While being a renowned journalist in his time after graduating from Michigan State and writing for the State News, Foley has always wanted to incorporate fiction writing into his repertoire, especially writing from his own personal influence and voice that may be more unique or not explored heavily enough in literature than others.

“I’ve always wanted to write fiction, but I really wanted to write a story that I see myself represented in," Foley said. There’s not a lot of fiction that centers on black men, black gay men, black men from Detroit, all of those things.”

Foley explained that this book has not only fulfilled his childhood dream of publishing but also fulfilled a slight void in fiction with the representation he has always wanted to see, emphasizing the importance of mainstream queer stories.

“I hope that some people can connect with it in a way that we see other readers have connected with queer books over the years," Foley said. "Queer fiction is something that is needed and helps people come out and … feel comfortable and validated.”

He wanted a story that could represent not only him but a whole community to feel seen and heard, even in a fictitious world.

At the moment, Foley is still paying the bills with his journalistic endeavors from 9 to 5, but he has also always enjoyed this work. He believes the connection between journalism and fiction drew him in towards writing the novel.

“I do see both journalism and fiction … as both educating readers, teaching readers something new, and giving truth to a story," Foley said. "Journalism is facts-based obviously. It takes knowledge on the topic and research, but so … does writing authentic stories about places and people. You can always learn something from both.”

Foley has now branched out into readings and meet-the-author events in Michigan, already having done a reading in Lansing and another one planned at Hooked right in the town of his alma mater. Foley said that it's good to come back to somewhere familiar to explore his novel with others. He wants to bring in audiences that understand his hometown and home state, as well as others who want to learn more about Detroit.

“Detroit is a place with such a negative reputation," Foley said. "It’s very misunderstood. I’m hoping an audience that wants to learn more about … Detroit as a whole will be the ones that find it. There’s so much about Detroit written by people not from Detroit, so me being from Detroit, I want to show what I know about this.”

Foley said that there are not many books from the Midwest perspective, even with the vast majority of readers in the nation being from these places.
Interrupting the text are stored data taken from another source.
PR #3520, opened 2023-11-06
Create reusable Radio Option List component

robinandeer:
## Describe your changes

- Create a reusable Radio Option List component (based on design system)

- Support the product option item

- Add storybook story

- Needed for the hedvig widget implementation

- We already use it in the price calculator. We should extract it from there and make it reusable. However, I thought this would be an easier first step to review.

### DIFF
--- a/apps/store/src/components/RadioOptionList/RadioOptionList.tsx
+++ b/apps/store/src/components/RadioOptionList/RadioOptionList.tsx
@@ -1,0 +1,82 @@
+import styled from '@emotion/styled'
+import * as RadioGroup from '@radix-ui/react-radio-group'
+import { MouseEventHandler, type ComponentProps } from 'react'
+import { Text, theme } from 'ui'
+import { Pillow } from '@/components/Pillow/Pillow'
+import { useHighlightAnimation } from '@/utils/useHighlightAnimation'
+
+type RootProps = RadioGroup.RadioGroupProps
+
+export const Root = (props: RootProps) => {
+  return <RadioGroup.Root {...props}>{props.children}</RadioGroup.Root>
+}
+
+type ProductOptionProps = RadioGroup.RadioGroupItemProps & {
+  title: string
+  subtitle: string
+  pillow: ComponentProps<typeof Pillow>
+}
+
+export const ProductOption = (props: ProductOptionProps) => {
+  const { highlight, animationProps } = useHighlightAnimation<HTMLLabelElement>()
+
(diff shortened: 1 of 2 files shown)


robinandeer:
* main
  * **PR #3520** <a href="https://app.graphite.dev/github/pr/HedvigInsurance/racoon/3520" target="_blank">Graphite</a>  👈

This [stack of pull requests](https://stacking.dev/?utm_source=stack-comment) is managed by [Graphite](https://app.graphite.dev/github/pr/HedvigInsurance/racoon/3520?utm_source=stack-comment).

apps/store/src/components/RadioOptionList/RadioOptionList.tsx
```diff
@@ -0,0 +1,82 @@
...
+type OptionProductProps = RadioGroup.RadioGroupItemProps & {
+  title: string
+  subtitle: string
+  pillow: ComponentProps<typeof Pillow>
+}
+
+export const ProductOption = (props: OptionProductProps) => {
+  const { highlight, animationProps } = useHighlightAnimation<HTMLLabelElement>()
+
+  const handleClick: MouseEventHandler<HTMLButtonElement> = (event) => {
```
alebedev, line 23: Nit: should we react on state change instead of click?  For example, user triggers selection from keyboard, we probably want the same animation, right?

alebedev (approved):
Nice!  One special effects comment

apps/store/src/components/RadioOptionList/RadioOptionList.tsx
```diff
@@ -0,0 +1,82 @@
...
+
+export const Root = (props: RootProps) => {
+  return <RadioGroup.Root {...props}>{props.children}</RadioGroup.Root>
+}
+
+type OptionProductProps = RadioGroup.RadioGroupItemProps & {
+  title: string
+  subtitle: string
+  pillow: ComponentProps<typeof Pillow>
+}
```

Foley explained that with these unique and personal perspectives from a place that's not touched on heavily in literature, "Boys Come First" shows another reality of authentic lives and stories to an audience that may not be familiar.

“People from Michigan and people from Detroit are everywhere, but you don’t always read our stories," Foley said. "People who are either nostalgic from something about their hometown or their home state … they should read the book because it talks joyfully and … honestly about Detroit and Michigan.”